◆ Task goal
With nothing omitted, transcribe the entries exactly as written.

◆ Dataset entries
PR #553, opened 2022-02-19
SNOW-542628 Add Default Server Side Error

sfc-gh-jbahk:
### Description

### Checklist
- [ ] Code compiles correctly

◆ Result
PR #553, opened 2022-02-19
SNOW-542628 Add Default Server Side Error

sfc-gh-jbahk:
### Description

### Checklist
- [ ] Code compiles correctly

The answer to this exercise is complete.